The project is a result of a strong sensibility between the lived-in and the surrounding built environment and of a desire for re-conceptualising living space in a not-traditional way and for exploring typological hybrids.
The two uses, live and work, are deliberately separate and their spatial organisation different. The studios extend on the ground floor reaching, at the back, a shared private courtyard; with little outlooks they have an internal vernacular nature and a meditative essence.
The living space holds a central position and, through a series of framed views, aims at connecting internal living spaces with its urban surrounding: the Church, the butterfly Roof-scape, the Workshops.
The house’s composition seeks to mediate between the two very different neighbouring typologies: the Victorian house and the industrial units; hence the translucent circulation core, designed as an extrusion of the Victorian house side wall, forms a spacer between the build and the Victorian residential dwelling.

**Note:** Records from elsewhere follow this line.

PR #583, opened 2026-04-01
fix: jdk-25 nested fluent builder issue

### LINKED ISSUE #573: JDK 25: Cannot introspect nested types from JAR files - incomplete builder generation even with --add-opens
### Summary

  Sundrio cannot introspect nested type chains from JAR files on JDK 25, resulting in incomplete builder generation. This works correctly on JDK 17/21 but fails on JDK 25 due to stricter module encapsulation that cannot be bypassed even with `--add-opens` flags.

  ### Environment

  - **JDK Version**: OpenJDK 25.0.2 (Temurin)
  - **Sundrio Version**: 0.230.1
  - **Maven Version**: 3.9.x
  - **Works on**: JDK 17, JDK 21
  - **Fails on**: JDK 25

  ### The Issue

  When a `@Buildable` class in a consumer module references classes from a dependency JAR:

  1. **Without `--add-opens`**: Builders are not generated at all
  2. **With `--add-opens`**: Builders are generated but incomplete - missing nested collection builder methods

  **Example:**
  - `PolicyBinding` has `@BuildableReference(Selector.class)`
  - `Selector` contains `List<Requirement>` field
  - On JDK 17/21: Sundrio introspects `Selector` from JAR and discovers `Requirement` → generates complete builders ✅
  - On JDK 25: Sundrio reads `Selector` from JAR but CANNOT discover `Requirement` → generates incomplete builders ❌

  **Result**: Missing `addNewMatchExpression()` methods in generated `SelectorFluent` class.

  ### Reproduction

  Minimal reproducible example: https://github.com/ash-thakur-rh/sundrio-jdk25-issue

  **Steps to reproduce:**

  1. **Build on JDK 17/21** (works):
   ```bash
    export JAVA_HOME=/path/to/jdk-17
    mvn clean install
    # ✅ Build succeeds - complete builders generated
   ```

  2. Build on JDK 25 without --add-opens (fails):
  ```bash
  export JAVA_HOME=/path/to/jdk-25
  mvn clean install
  # ❌ Build fails - builders not generated
  # [ERROR] PolicyBindingBuilder not found
  ```

  3. Build on JDK 25 with --add-opens (fails differently):
  ```bash
  export JAVA_HOME=/path/to/jdk-25
  # Uncomment --add-opens compiler args in pom.xml (lines 46-75)
  mvn clean install
  # ❌ Build fails - builders generated but incomplete
  # [ERROR] cannot find symbol: method addNewMatchExpression()
  ```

The scheme uses the adjoining architecture as a context for orientation, as well as a basis for finding its own exploratory structure. Ever so slightly reminiscent of the industrial workshops on other side of the project, the façade consists of seemingly stacked cubical shapes rhythmically articulated. Unlike the front, the rear elevation is a composition of large blank elements and a series of stacked volumes and articulated openings. The project is a low carbon residence designed and constructed using pre-manufactured cross laminated timber system. The elevation is wrapped in a dark timber cladding a modern application of the ancient Japanese art of burning timber. Simultaneously the two strong bricks elements: the side wall and the chimney bring weight and enhance weightlessness; they bring the time component to the project, set as ruins of a recent past, memories of the place. Colours and reflections, natural and high quality finishes add sophistication to the interiors.